### Data for the task
PR #864, opened 2025-02-25
Planning and Cache

PaperBoardOfficial:
Issue link:
https://github.com/browser-use/browser-use/issues/778
https://github.com/browser-use/browser-use/issues/763

/claim #778 
/claim #763

PR #1205, opened 2025-03-29
Add support for procedural memory for running agents for longer tasks

deshraj:
# Add Procedural Memory Support Using Mem0

This PR adds support for procedural memory in browser-use using [Mem0](https://mem0.ai), which helps agents run longer tasks more reliably while using fewer tokens.

## What's Changed

- Added a Memory service that generates procedural memories at configurable intervals
- Integrated memory generation into the agent's step cycle
- Added memory configuration options to the Agent constructor
- Implemented conditions to generate memory only when enabled and at specified intervals

## Configuration Options

Memory can be configured through these parameters when initializing an Agent:

```python
# Memory settings
enable_memory: bool = True             # Enable/disable memory feature
memory_interval: int = 10              # Generate memory every N steps
memory_config: Optional[dict] = None   # Additional Mem0-specific configuration
```

## Benefits

- **Token Efficiency**: By summarizing past steps into procedural memory, we reduce the token count in the agent's context
- **Improved Reliability**: Agents can better remember previous actions and their outcomes over longer tasks
- **Configurable Usage**: Memory generation is fully configurable and can be disabled if not needed

## Results

Ran for a long task for visiting 50 links and summarizing the content for all the links. Here are the results:

image


PaperBoardOfficial:
@deshraj Its great to see you here! I am big fan of your and Taranjeet's Mem0.
I had also tried to add some memory logic before in a PR using qdrant (both docker and cloud version). But, I guess the repo owners of browser use want to have this library lean. Could we use faiss file based storage instead of chromadb.
Also, I would like your opinion on this (because you guys are expert in memory): currently this is the flow of history messages sent to llm:
1. system prompt
2. example task
3. actual/current task
4. all the previous history (which basically consists of list of previous actions and their results. for eg, action: click_element: index 14, result: clicked on element with index 14 or error: element with index 14 not interactive.
5. current webpage state. it consists of pruned html structure (which contains the interactive elements with index numbers) and a base64 string of image
currently when I run a task like "Go to amazon.com and search for laptop and sort by customer review and return price of first result.", it works perfectly. But I want that if I run the same task again, I should leverage the memory and save my tokens. Or if I run the same task but instead I replace laptop with iphone, again I should save tokens.
What's your take on this?

pirate:
@PaperBoardOfficial I am just looking at https://github.com/browser-use/browser-use/pull/864/files and this PR now, give me some time to dig into both of these and discuss the architecture more with the team. I know @MagMueller and @gregpr07 have both tried various cache and planner optimization approaches but the gains are not always straightforward to measure and it takes time to run good evals.

MagMueller:
@PaperBoardOfficial, this type of memory is only for one task, allowing us to perform 100+ steps. The memory you are referring to is across tasks.

pirate:
@deshraj ok after a bunch of internal discussion we are ready to try this, thanks for contributing!

deshraj:
Awesome, thank you folks. Happy to brainstorm together how to build the memory across tasks as follow up steps.

pirate:
One small nit that maybe you can help with, this merge added a few extra error log lines that would be nice to silence if they aren't critical:

```python
DEBUG    [faiss.loader] Environment variable FAISS_OPT_LEVEL is not set, so let's pick the instruction set according to the current CPU
INFO     [faiss.loader] Loading faiss.
<frozen importlib._bootstrap>:241: DeprecationWarning: builtin type SwigPyPacked has no __module__ attribute
<frozen importlib._bootstrap>:241: DeprecationWarning: builtin type SwigPyObject has no __module__ attribute
<frozen importlib._bootstrap>:241: DeprecationWarning: builtin type swigvarlink has no __module__ attribute
INFO     [faiss.loader] Successfully loaded faiss.
INFO     [faiss] Failed to load GPU Faiss: name 'GpuIndexIVFFlat' is not defined. Will not load constructor refs for GPU indexes.
INFO     [mem0.vector_stores.faiss] Loaded FAISS index from /tmp/faiss/mem0.faiss with 0 vectors
```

### What you will do
Retype each line above exactly as written.

### Your solution
PR #864, opened 2025-02-25
Planning and Cache

PaperBoardOfficial:
Issue link:
https://github.com/browser-use/browser-use/issues/778
https://github.com/browser-use/browser-use/issues/763

/claim #778 
/claim #763

PR #1205, opened 2025-03-29
Add support for procedural memory for running agents for longer tasks

deshraj:
# Add Procedural Memory Support Using Mem0

This PR adds support for procedural memory in browser-use using [Mem0](https://mem0.ai), which helps agents run longer tasks more reliably while using fewer tokens.

## What's Changed

- Added a Memory service that generates procedural memories at configurable intervals
- Integrated memory generation into the agent's step cycle
- Added memory configuration options to the Agent constructor
- Implemented conditions to generate memory only when enabled and at specified intervals

## Configuration Options

Memory can be configured through these parameters when initializing an Agent:

```python
# Memory settings
enable_memory: bool = True             # Enable/disable memory feature
memory_interval: int = 10              # Generate memory every N steps
memory_config: Optional[dict] = None   # Additional Mem0-specific configuration
```

## Benefits

- **Token Efficiency**: By summarizing past steps into procedural memory, we reduce the token count in the agent's context
- **Improved Reliability**: Agents can better remember previous actions and their outcomes over longer tasks
- **Configurable Usage**: Memory generation is fully configurable and can be disabled if not needed

## Results

Ran for a long task for visiting 50 links and summarizing the content for all the links. Here are the results:

image


PaperBoardOfficial:
@deshraj Its great to see you here! I am big fan of your and Taranjeet's Mem0.
I had also tried to add some memory logic before in a PR using qdrant (both docker and cloud version). But, I guess the repo owners of browser use want to have this library lean. Could we use faiss file based storage instead of chromadb.
Also, I would like your opinion on this (because you guys are expert in memory): currently this is the flow of history messages sent to llm:
1. system prompt
2. example task
3. actual/current task
4. all the previous history (which basically consists of list of previous actions and their results. for eg, action: click_element: index 14, result: clicked on element with index 14 or error: element with index 14 not interactive.
5. current webpage state. it consists of pruned html structure (which contains the interactive elements with index numbers) and a base64 string of image
currently when I run a task like "Go to amazon.com and search for laptop and sort by customer review and return price of first result.", it works perfectly. But I want that if I run the same task again, I should leverage the memory and save my tokens. Or if I run the same task but instead I replace laptop with iphone, again I should save tokens.
What's your take on this?

pirate:
@PaperBoardOfficial I am just looking at https://github.com/browser-use/browser-use/pull/864/files and this PR now, give me some time to dig into both of these and discuss the architecture more with the team. I know @MagMueller and @gregpr07 have both tried various cache and planner optimization approaches but the gains are not always straightforward to measure and it takes time to run good evals.

MagMueller:
@PaperBoardOfficial, this type of memory is only for one task, allowing us to perform 100+ steps. The memory you are referring to is across tasks.

pirate:
@deshraj ok after a bunch of internal discussion we are ready to try this, thanks for contributing!

deshraj:
Awesome, thank you folks. Happy to brainstorm together how to build the memory across tasks as follow up steps.

pirate:
One small nit that maybe you can help with, this merge added a few extra error log lines that would be nice to silence if they aren't critical:

```python
DEBUG    [faiss.loader] Environment variable FAISS_OPT_LEVEL is not set, so let's pick the instruction set according to the current CPU
INFO     [faiss.loader] Loading faiss.
<frozen importlib._bootstrap>:241: DeprecationWarning: builtin type SwigPyPacked has no __module__ attribute
<frozen importlib._bootstrap>:241: DeprecationWarning: builtin type SwigPyObject has no __module__ attribute
<frozen importlib._bootstrap>:241: DeprecationWarning: builtin type swigvarlink has no __module__ attribute
INFO     [faiss.loader] Successfully loaded faiss.
INFO     [faiss] Failed to load GPU Faiss: name 'GpuIndexIVFFlat' is not defined. Will not load constructor refs for GPU indexes.
INFO     [mem0.vector_stores.faiss] Loaded FAISS index from /tmp/faiss/mem0.faiss with 0 vectors
```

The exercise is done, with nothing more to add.